2020年4月にTuring-NLG 170億のパラメタモデルを学習させ、言語モデルのWebtext-103 perplexityでSOTAを達成した
- それまではMegatron-LMで学習した83億パラメタモデルがSOTAだった

議論はある？

とにかく集団通信が多くなる(通信を増やすことでメモリを節約しているので)
通信量の解析において比較対象のMegatronの通信量をノード内のものとノード間で通信幅がかなり異なることを無視して単純に足し合わせて概算している
比較対象がtorchのDistributedDataParallel なので、比較対象としては弱い

次に読むべき

Model parallelism系
- (2019, 406 cited)Megatron-LM: Shoeybi, Mohammad, et al. "Megatron-lm: Training multi-billion parameter language models using model parallelism." arXiv preprint arXiv:1909.08053 (2019).

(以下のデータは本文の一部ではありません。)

Issue #8440, opened 2025-03-14
[dnsmasq] Make additional dnsmasq options available in GUI


gspannu:
**Important notices**

Before you add a new report, we ask you kindly to acknowledge the following:

- [x] I have read the contributing guide lines at https://github.com/opnsense/core/blob/master/CONTRIBUTING.md
- [x] I am convinced that my issue is new after having checked both open and closed issues at https://github.com/opnsense/core/issues?q=is%3Aissue

**Is your feature request related to a problem? Please describe.**
Earlier issue reported here: https://github.com/opnsense/core/issues/8416

**Describe the solution you like**

Make the following **2 dnsmasq options** available in the GUI under OPNsense > dnsmasq 

These are options available in dnsmasq and explained in manpages [here](https://dnsmasq.org/docs/dnsmasq-man.html).

1. `--add-mac=` 
From dnsmasq manpage
_--add-mac[=base64|text]
Add the MAC address of the requestor to DNS queries which are forwarded upstream. This may be used to DNS filtering by the upstream server._

2. `--add-subnet`
From dnsmasq manpage
_--add-subnet[[=[<IPv4 address>/]<IPv4 prefix length>][,[<IPv6 address>/]<IPv6 prefix length>]]
Add a subnet address to the DNS queries which are forwarded upstream. If an address is specified in the flag, it will be used, otherwise, the address of the requestor will be used. The amount of the address forwarded depends on the prefix length parameter: 32 (128 for IPv6) forwards the whole address, zero forwards none of it but still marks the request so that no upstream nameserver will add client address information either. The default is zero for both IPv4 and IPv6. For example, —add-subnet=32,128 will add the /32 and /128 subnets of the request or for IPv4 and IPv6, --add-subnet=24,96 will add the /24 and /96 subnets of the requestor for IPv4 and IPv6 requestors, respectively. --add-subnet=1.2.3.4/24 will add 1.2.3.0/24 for IPv4 requestors and ::/0 for IPv6 requestors. --add-subnet=1.2.3.4/24,1.2.3.4/24 will add 1.2.3.0/24 for both IPv4 and IPv6 requestors._

**Why these features are required?**

- OPNsense users who run an external Adblocker (e.g. PiHole, etc.) require the **mac-address/ip address of clients** requesting dns queries to better display statistics and manage adblocking.
- Without these directives, all queries forwarded to external servers appear as coming from OPNsense itself (rather than the actual client ip/mac-address)

**Way to implement**
[...]

PR #8447, opened 2025-03-17
dnsmasq: Add add-mac, add-subnet and strip-subnet options

Monviech:
Fixes: https://github.com/opnsense/core/issues/8440

The "add-subnet" option would be pretty hard to validate without a custom field type, or splitting the field up into like 2 integer and 2 Network fields (4 fields). Thus only the most probable use-case of adding the IPv4 and IPv6 client addresses was added. Even that would be hard to split up, as the documentation is a little fuzzy about only setting IPv6 for example.

This here is the simplest fix without spending too much time.


AdSchellevis (approved):
@Monviech I doubted a bit about the `add-subnet` part, but also don't expect a lot of other valid uses-cases than sending the client ip.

- (2018, 208 cited)Shazeer, Noam, et al. "Mesh-tensorflow: Deep learning for supercomputers." Advances in neural information processing systems 31 (2018).

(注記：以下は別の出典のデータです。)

PR #8448, opened 2025-03-17
dnsmasq: Add option6 to support DHCPv6 options

Monviech:
From man page:

`IPv6 options are specified using the option6: keyword, followed by the option number or option name. The IPv6 option name space is disjoint from the IPv4 option name space. IPv6 addresses in options must be bracketed with square brackets, eg. --dhcp-option=option6:ntp-server,[1234::56] For IPv6, [::] means "the global address of the machine running dnsmasq", whilst [fd00::] is replaced with the ULA, if it exists, and [fe80::] with the link-local address.`


AdSchellevis (approved):
@Monviech makes sense, thanks!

- (2019, 79 cited)Wang, Minjie, Chien-chin Huang, and Jinyang Li. "Supporting very large models using automatic dataflow graph partitioning." Proceedings of the Fourteenth EuroSys Conference 2019. 2019.
Pipeline系
- (2019, 716 cited)GPipe: Huang, Yanping, et al. "Gpipe: Efficient training of giant neural networks using pipeline parallelism." Advances in neural information processing systems 32 (2019).
- (2019, 225 cited)PipeDream: Narayanan, Deepak, et al. "PipeDream: generalized pipeline parallelism for DNN training." Proceedings of the 27th ACM Symposium on Operating Systems Principles. 2019.

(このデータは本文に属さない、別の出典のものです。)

PR #8449, opened 2025-03-17
dnsmasq: Add router advertisement options

Monviech:
Fixes: https://github.com/opnsense/core/issues/8455


Monviech:
This PR has matured and works as expected in my environment. I'm using it as my primary RA daemon right now.

@AdSchellevis @fichtner it's ready to discuss if this is worth being added.

src/opnsense/mvc/app/models/OPNsense/Dnsmasq/Dnsmasq.xml
```diff
@@ -180,19 +181,34 @@
                 <IpAllowed>N</IpAllowed>
             </domain>
             <nosync type="BooleanField"/>
+            <ra_mode type="OptionField">
+                <OptionValues>
+                    <ra-only>ra-only</ra-only>
```
fichtner, line 186: Human readable labels would be nicer than duplicating the config file switches

fichtner (approved):
I'm going to start unwinding the radvd code now, but it will force further work here down the line. The autmatic setup isn't great when we have multiple things doing the same but from a user perspective it's much better than managing this by hand so I sort of expect we need to roll with usable defaults including DHCPv6 in Dnsmasq too.

src/opnsense/mvc/app/models/OPNsense/Dnsmasq/Dnsmasq.xml
Monviech: I decides this so they can be searched for in the dnsmasq man page. They all have pretty distinct features.

I thought about preparing premade options like in radvd that combine settings like these, but who knows which new switches will come in the future.

What would you suggest here?

fichtner: Not sure, the documentation is sparse on this as well. To be frank what bothers me most is why we cannot write <ra-only/> etc ;)

Monviech: I'll leave it like it is for now then.

Monviech:
@fichtner Can we merge this to master or still wait?

src/opnsense/mvc/app/controllers/OPNsense/Dnsmasq/forms/dialogDHCPrange.xml
```diff
@@ -15,7 +15,7 @@
         <id>range.start_addr</id>
         <label>Start address</label>
         <type>text</type>
-        <help>Start of the range, e.g. 192.168.1.100, 2000::1 or when constructor is used a partial like ::1.</help>
+        <help>Start of the range, e.g. 192.168.1.100 for DHCPv4, 2000::1 for DHCPv6 or when a constructor is used a partial like ::1. To reveal IPv6 related options, enter a IPv6 address. When using router advertisements, it is possible to use a constructor with :: as the start address and no end address.</help>
```
fichtner, line 18:
```suggestion
        <help>Start of the range, e.g. 192.168.1.100 for DHCPv4, 2000::1 for DHCPv6 or when a constructor is using a suffix like ::1. To reveal IPv6 related options, enter a IPv6 address. When using router advertisements, it is possible to use a constructor with :: as the start address and no end address.</help>
```

src/opnsense/mvc/app/controllers/OPNsense/Dnsmasq/forms/dialogDHCPrange.xml
```diff
@@ -27,19 +27,81 @@
         <id>range.constructor</id>
         <label>Constructor</label>
         <type>dropdown</type>
+        <style>selectpicker style_dhcpv6</style>
         <help>Interface to use to calculate the proper range, when selected, a range maybe specified as partial (e.g. ::1, ::400)</help>
```
fichtner, line 31:
```suggestion
        <help>Interface to use to calculate the proper range, when selected, a range may be specified as a suffix (e.g. ::1, ::400)</help>
```

I'd rather not reinvent the wheel with "partial", the address isn't partial per-se, but can be considered a sufix (with padded leading zeroes).

fichtner (approved):
otherwise ok, you own all bugs here in the forseeable future ;)

Monviech:
> otherwise ok, you own all bugs here in the forseeable future ;)

😅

Reducing Activation Memory系
- (2018, 107 cited)Jain, Animesh, et al. "Gist: Efficient data encoding for deep neural network training." 2018 ACM/IEEE 45th Annual International Symposium on Computer Architecture (ISCA). IEEE, 2018.
- (2016, 407 cited)Activation Checkpointing: Chen, Tianqi, et al. "Training deep nets with sublinear memory cost." arXiv preprint arXiv:1604.06174 (2016).
- (2020, 58 cited)Jain, Paras, et al. "Checkmate: Breaking the memory wall with optimal tensor rematerialization." Proceedings of Machine Learning and Systems 2 (2020): 497-511.
- (2018, 158 cited)Live Analysis: Wang, Linnan, et al. "Superneurons: Dynamic GPU memory management for training deep neural networks." Proceedings of the 23rd ACM SIGPLAN symposium on principles and practice of parallel programming. 2018.
CPU Offload系
- (2020, 14 cited)Pudipeddi, Bharadwaj, et al. "Training large neural networks with constant memory using a new execution algorithm." arXiv preprint arXiv:2002.05645 (2020). 　- (2016, 298 cited)Rhu, Minsoo, et al. "vDNN: Virtualized deep neural networks for scalable, memory-efficient neural network design." 2016 49th Annual IEEE/ACM International Symposium on Microarchitecture (MICRO). IEEE, 2016. 　- (2018, 24 citeid)Le, Tung D., et al. "Tflms: Large model support in tensorflow by graph rewriting." arXiv preprint arXiv:1807.02037 (2018).
Training Optimizer系
- (2019, 366 cited)You, Yang, et al. "Large batch optimization for deep learning: Training bert in 76 minutes." arXiv preprint arXiv:1904.00962 (2019).